*PROBLEM DESCRIPTION*.
Copy all lines holding the word "null" from the entries.

*EXTRACTED DATA*.
Issue #77, opened 2020-01-30
Unexpected logzero behaviour


williamjameshandley:
As discussed in [this anesthetic issue](https://github.com/williamjameshandley/anesthetic/pull/71#discussion_r372246262), there is some slightly unexpected behaviour within `cobaya.samplers.polychord.polychord.polychord.run`. The return of `logpost` is:
```python
 return max(logposterior + self.logvolume, 0.99 * self.pc_settings.logzero), derived
```
I can see two potential problems with this usage:
1)  `self.logvolume`, could in theory be positive or negative. PolyChord returns `pc_settings.logzero` to indicate an unphysical parameter region, so shouldn't really be increased or decreased
2) Cobaya is effectively re-defining the logzero value to be `0.99 pc_settings.logzero`, i.e. turning the points back into 'only just physical'. This causes issues with codes that assume the `logzero` value is interpreted as unphysical regions. What is the motivation for this modification?

I'd like to understand whether there are some deeper cobaya reasons for this before submitting a PR

JesusTorrado:
Hi @williamjameshandley 

Sorry, I've been quite busy with an application.

The 0.99 factor was there because at some point (I think prior to 1.16) PolyChord was not able to take into account "unphysical" regions of priors, e.g. to guess that in the x,y plane for x,y in [0,1], if we assign -inf to the cases with x<y, the resulting evidence should be 1/2 and not one. SInce that's not the case any more, I will remove the 0.99 factor in devel (2.1, to be released quite soon).

Re the logvolume, as you pointed out in the [anesthetic issue](https://github.com/williamjameshandley/anesthetic/pull/71), it's undoing a scale transformation previously applied, so it returns the correct evidence. Indeed, instead of renormalising the prior **density** to [0,1] using `pc_prior` and then passing the pure likelihood, I am using `pc_prior` to just renormalise with respect to the bounds, and pass the *density*-part of the priors together with the likelihood. This way, we can allow for 1d priors for which we don't have an automatic renormalisation to [0,1].

I hope that clarifies it. Thanks again and sorry for the delay!

williamjameshandley:
> The 0.99 factor was there because at some point (I think prior to 1.16) PolyChord was not able to take into account "unphysical" regions of priors, e.g. to guess that in the x,y plane for x,y in [0,1], if we assign -inf to the cases with x<y, the resulting evidence should be 1/2 and not one.

[...]

PR #233, opened 2022-02-11
Fix and extension to the way that PolyChord treats priors

williamjameshandley:
In contrast to #232 and #231, this is a slightly more complicated/controversial PR.

The way priors are treated in nested sampling is quite subtle, in particular the way that it makes a clear separation between prior and likelihood. This was first covered by [Chen, Feroz & Hobson](https://arxiv.org/abs/1908.04655), and is something I'm exploring with @appetrosyan as part of his [supernest](https://pypi.org/project/supernest/) package, and in a soon-to-be-released paper. This has been discussed partially in #77

In implementing a prior, one can either incorporate it as an additional density term added to the loglikelihood, or as a transformation from the unit Hypercube. MCMC approaches see these as the same, but nested sampling views them quite differently. Both recover the same posterior and evidence, although one will get different KL divergences and different runtimes/accuracy (as a rule of thumb, the more information you can put in the prior, the lower the DKL, the faster the compression from prior to posterior, the more accurate the nested sampling)

This PR implements how I would establish this in cobaya, although discussion would be useful to see if I've missed any subtleties. It:
1. sums the loglikelihoods for the loglikelihood calculation (ignoring the prior density terms)
2. implements priors (uniform and gaussian and beyond) via scipy ppf functions, recording the prior density as before as derived parameters
3. removes the 'volume' correction, which I believe is now redundant.
 
The only thing this therefore fails at is the treatment of the SZ prior for the plik TT|TTTEEE likelihood. In this framework, you have to manually add this in as a *likelihood* rather than a prior density, in the exact same way as you do for priors, e.g.
```yaml
likelihood:
  planck_2018_highl_plik.TTTEEE: null
  planck_2018_highl_plik.SZ: 'lambda ksz_norm, A_sz: stats.norm.logpdf(ksz_norm+1.6*A_sz, loc=9.5, scale=3.0)'
```

It would be great if cobaya-cosmo-generator could do this -- any hints on how I could implement this?

### DIFF
--- a/cobaya/samplers/polychord/polychord.py
+++ b/cobaya/samplers/polychord/polychord.py
@@ -248,7 +248,7 @@ class polychord(Sampler):
             for p in self.model.prior:
                 f_paramnames.write("%s*\t%s\n" % (
                     "logprior" + derived_par_name_separator + p,
-                    r"\pi_\mathrm{" + p.replace("_", r"\ ") + r"}"))
+                    r"\log\pi_\mathrm{" + p.replace("_", r"\ ") + r"}"))
             for p in self.model.likelihood:
                 f_paramnames.write("%s*\t%s\n" % (
                     "loglike" + derived_par_name_separator + p,
--- a/cobaya/samplers/polychord/polychord.py
+++ b/cobaya/samplers/polychord/polychord.py
@@ -225,6 +225,8 @@ class polychord(Sampler):
                 theta[i] = self.model.prior.pdf[i].ppf(xi)
             return theta
 
+        if is_main_process():
+            self.dump_paramnames(self.raw_prefix)
         sync_processes()
         self.mpi_info("Calling PolyChord...")
         self.pc.run_polychord(loglikelihood, self.nDims, self.nDerived, self.pc_settings,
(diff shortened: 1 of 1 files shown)


lukashergt:
This PR is basically an update of #104. 

Would be good to copy the Latex correction from there, i.e. here, this applies to the old line 263 (new line 251). It should be `\log\pi` instead of `\pi`.

lukashergt:
> The only thing this therefore fails at is the treatment of the SZ prior for the plik TT|TTTEEE likelihood. In this framework, you have to manually add this in as a _likelihood_ rather than a prior density, in the exact same way as you do for priors, e.g.
> 
> ```yaml
> likelihood:
>   planck_2018_highl_plik.TTTEEE: null
>   planck_2018_highl_plik.SZ: 'lambda ksz_norm, A_sz: stats.norm.logpdf(ksz_norm+1.6*A_sz, loc=9.5, scale=3.0)'
> ```

<br>

Regarding multidimensional priors it is worth noting that excluding part of the parameter space still works at the prior level. 

For example it still works to restrict one parameter `x` to be greater than another parameter `y` by adding the following to your yaml file:
```yaml
prior:
    exclude_prior: "lambda x, y: np.log(x > y)"
```

But if you want to add some finite `logpdf` value, you will have to add it to the loglikelihood instead of the logprior with this PR.

williamjameshandley:
Many thanks @lukashergt  for pointing out these links. This therefore fixes #101, fixes #103 and closes #104.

*RESULT*.
  planck_2018_highl_plik.TTTEEE: null
>   planck_2018_highl_plik.TTTEEE: null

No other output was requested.